* [About this exercise]:
Taking the line with "can you rebase" as the first and the line with "OK merging into" as the last, set down exactly every line in that range from the entries below, and no more.

═══ Provided entries

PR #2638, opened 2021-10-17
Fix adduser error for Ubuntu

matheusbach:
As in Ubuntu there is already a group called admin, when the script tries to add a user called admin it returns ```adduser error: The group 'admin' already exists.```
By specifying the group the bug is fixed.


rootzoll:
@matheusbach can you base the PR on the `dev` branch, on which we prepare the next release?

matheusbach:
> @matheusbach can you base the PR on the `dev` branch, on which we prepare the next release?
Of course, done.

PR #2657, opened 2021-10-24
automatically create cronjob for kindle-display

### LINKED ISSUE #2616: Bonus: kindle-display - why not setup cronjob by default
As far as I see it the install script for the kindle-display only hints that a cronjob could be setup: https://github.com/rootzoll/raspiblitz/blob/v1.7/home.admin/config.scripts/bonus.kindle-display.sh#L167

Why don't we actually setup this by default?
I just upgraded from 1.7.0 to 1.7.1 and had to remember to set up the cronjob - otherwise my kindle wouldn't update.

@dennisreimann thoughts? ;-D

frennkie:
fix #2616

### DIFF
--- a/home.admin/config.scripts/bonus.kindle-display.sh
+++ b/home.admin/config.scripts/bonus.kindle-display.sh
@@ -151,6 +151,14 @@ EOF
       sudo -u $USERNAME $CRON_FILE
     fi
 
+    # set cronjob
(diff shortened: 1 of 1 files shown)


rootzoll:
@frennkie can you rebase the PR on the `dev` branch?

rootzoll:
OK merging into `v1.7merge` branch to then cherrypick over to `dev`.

══════
═══ Provided entries

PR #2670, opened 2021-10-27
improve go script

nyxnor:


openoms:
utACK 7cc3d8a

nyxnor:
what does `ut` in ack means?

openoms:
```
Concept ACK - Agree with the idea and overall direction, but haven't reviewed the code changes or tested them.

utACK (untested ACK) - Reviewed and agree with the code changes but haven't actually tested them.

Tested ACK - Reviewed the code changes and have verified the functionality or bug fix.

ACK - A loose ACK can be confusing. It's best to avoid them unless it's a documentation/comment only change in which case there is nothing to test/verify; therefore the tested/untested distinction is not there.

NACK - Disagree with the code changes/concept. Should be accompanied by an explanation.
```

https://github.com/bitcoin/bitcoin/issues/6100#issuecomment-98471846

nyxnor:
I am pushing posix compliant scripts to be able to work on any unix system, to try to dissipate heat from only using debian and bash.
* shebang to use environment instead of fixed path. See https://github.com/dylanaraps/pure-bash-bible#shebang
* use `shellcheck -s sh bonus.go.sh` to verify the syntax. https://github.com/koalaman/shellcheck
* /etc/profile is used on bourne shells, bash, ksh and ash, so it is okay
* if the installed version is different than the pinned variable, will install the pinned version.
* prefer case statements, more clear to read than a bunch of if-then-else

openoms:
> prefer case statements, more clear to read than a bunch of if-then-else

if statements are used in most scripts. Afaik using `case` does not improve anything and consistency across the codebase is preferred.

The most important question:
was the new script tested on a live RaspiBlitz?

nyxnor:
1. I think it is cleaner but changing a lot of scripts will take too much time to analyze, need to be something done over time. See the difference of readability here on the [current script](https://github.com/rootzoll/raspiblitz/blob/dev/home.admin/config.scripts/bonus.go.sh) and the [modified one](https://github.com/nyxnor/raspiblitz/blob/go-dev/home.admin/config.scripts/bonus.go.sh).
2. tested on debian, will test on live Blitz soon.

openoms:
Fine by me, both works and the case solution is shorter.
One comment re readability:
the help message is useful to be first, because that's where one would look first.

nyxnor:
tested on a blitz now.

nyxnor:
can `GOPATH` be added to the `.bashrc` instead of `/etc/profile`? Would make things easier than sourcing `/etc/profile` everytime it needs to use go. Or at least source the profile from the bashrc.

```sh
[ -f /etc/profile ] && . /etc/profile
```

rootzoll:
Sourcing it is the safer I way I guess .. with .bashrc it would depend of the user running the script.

══════

* [Result for this task]:
@frennkie can you rebase the PR on the `dev` branch?

rootzoll:
OK merging into `v1.7merge` branch to then cherrypick over to `dev`.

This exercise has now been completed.